Records from a data source:
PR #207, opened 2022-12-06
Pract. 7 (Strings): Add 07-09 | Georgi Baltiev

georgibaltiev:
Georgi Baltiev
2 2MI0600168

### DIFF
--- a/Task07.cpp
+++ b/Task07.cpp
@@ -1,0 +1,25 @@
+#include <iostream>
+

→ WORK TASK
The expected output is every record, repeated exactly.

→ RESULT
PR #207, opened 2022-12-06
Pract. 7 (Strings): Add 07-09 | Georgi Baltiev

georgibaltiev:
Georgi Baltiev
2 2MI0600168

### DIFF
--- a/Task07.cpp
+++ b/Task07.cpp
@@ -1,0 +1,25 @@
+#include <iostream>
+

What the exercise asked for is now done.